What needs to be done:
State the number of lines with "think" in the listing, leaving out everything else.

Data extract:

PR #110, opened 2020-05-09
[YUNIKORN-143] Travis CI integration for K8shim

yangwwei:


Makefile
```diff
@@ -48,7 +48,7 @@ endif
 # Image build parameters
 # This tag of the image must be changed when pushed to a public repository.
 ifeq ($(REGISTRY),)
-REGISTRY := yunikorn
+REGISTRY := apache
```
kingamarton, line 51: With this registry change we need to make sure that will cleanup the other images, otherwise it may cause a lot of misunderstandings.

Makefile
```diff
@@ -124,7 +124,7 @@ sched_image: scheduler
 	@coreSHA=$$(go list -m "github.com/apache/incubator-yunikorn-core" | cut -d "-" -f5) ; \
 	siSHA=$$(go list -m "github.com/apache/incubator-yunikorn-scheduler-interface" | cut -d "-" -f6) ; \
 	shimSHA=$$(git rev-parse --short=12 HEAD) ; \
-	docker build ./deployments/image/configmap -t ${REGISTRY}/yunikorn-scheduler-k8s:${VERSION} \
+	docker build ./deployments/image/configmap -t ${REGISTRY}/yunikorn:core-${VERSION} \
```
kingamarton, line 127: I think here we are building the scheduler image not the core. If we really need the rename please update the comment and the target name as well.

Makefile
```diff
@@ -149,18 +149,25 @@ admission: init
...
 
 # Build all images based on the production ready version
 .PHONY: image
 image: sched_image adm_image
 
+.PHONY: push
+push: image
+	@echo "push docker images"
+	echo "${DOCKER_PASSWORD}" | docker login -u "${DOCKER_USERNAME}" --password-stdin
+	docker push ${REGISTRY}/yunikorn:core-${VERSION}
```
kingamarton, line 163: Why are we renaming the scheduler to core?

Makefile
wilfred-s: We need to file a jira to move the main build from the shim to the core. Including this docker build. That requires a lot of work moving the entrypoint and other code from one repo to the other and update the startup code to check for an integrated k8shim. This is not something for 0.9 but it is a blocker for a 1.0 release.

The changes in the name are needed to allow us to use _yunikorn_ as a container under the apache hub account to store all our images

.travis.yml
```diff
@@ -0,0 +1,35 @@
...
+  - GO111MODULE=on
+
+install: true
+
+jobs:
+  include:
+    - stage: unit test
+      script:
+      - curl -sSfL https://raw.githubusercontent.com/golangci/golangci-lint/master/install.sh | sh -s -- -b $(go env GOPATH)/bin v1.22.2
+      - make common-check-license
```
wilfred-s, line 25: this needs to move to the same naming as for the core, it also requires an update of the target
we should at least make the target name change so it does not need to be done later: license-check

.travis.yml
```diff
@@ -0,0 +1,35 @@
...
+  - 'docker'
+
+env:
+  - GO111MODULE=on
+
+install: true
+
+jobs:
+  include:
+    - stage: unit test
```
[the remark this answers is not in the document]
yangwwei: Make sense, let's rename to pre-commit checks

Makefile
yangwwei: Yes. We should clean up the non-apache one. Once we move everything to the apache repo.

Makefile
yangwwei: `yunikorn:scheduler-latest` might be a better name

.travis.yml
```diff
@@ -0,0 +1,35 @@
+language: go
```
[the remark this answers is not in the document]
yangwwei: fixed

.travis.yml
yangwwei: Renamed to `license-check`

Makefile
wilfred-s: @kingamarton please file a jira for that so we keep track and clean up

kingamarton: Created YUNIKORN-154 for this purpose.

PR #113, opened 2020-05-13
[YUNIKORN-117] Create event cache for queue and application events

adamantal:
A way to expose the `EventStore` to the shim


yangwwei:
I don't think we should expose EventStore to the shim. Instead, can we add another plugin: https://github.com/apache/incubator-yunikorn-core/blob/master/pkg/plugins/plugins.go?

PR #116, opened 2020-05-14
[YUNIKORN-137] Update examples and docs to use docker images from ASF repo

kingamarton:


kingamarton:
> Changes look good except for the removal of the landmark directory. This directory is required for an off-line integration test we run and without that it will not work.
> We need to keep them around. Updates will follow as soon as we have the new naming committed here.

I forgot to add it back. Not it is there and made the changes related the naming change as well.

Answer for the task:
2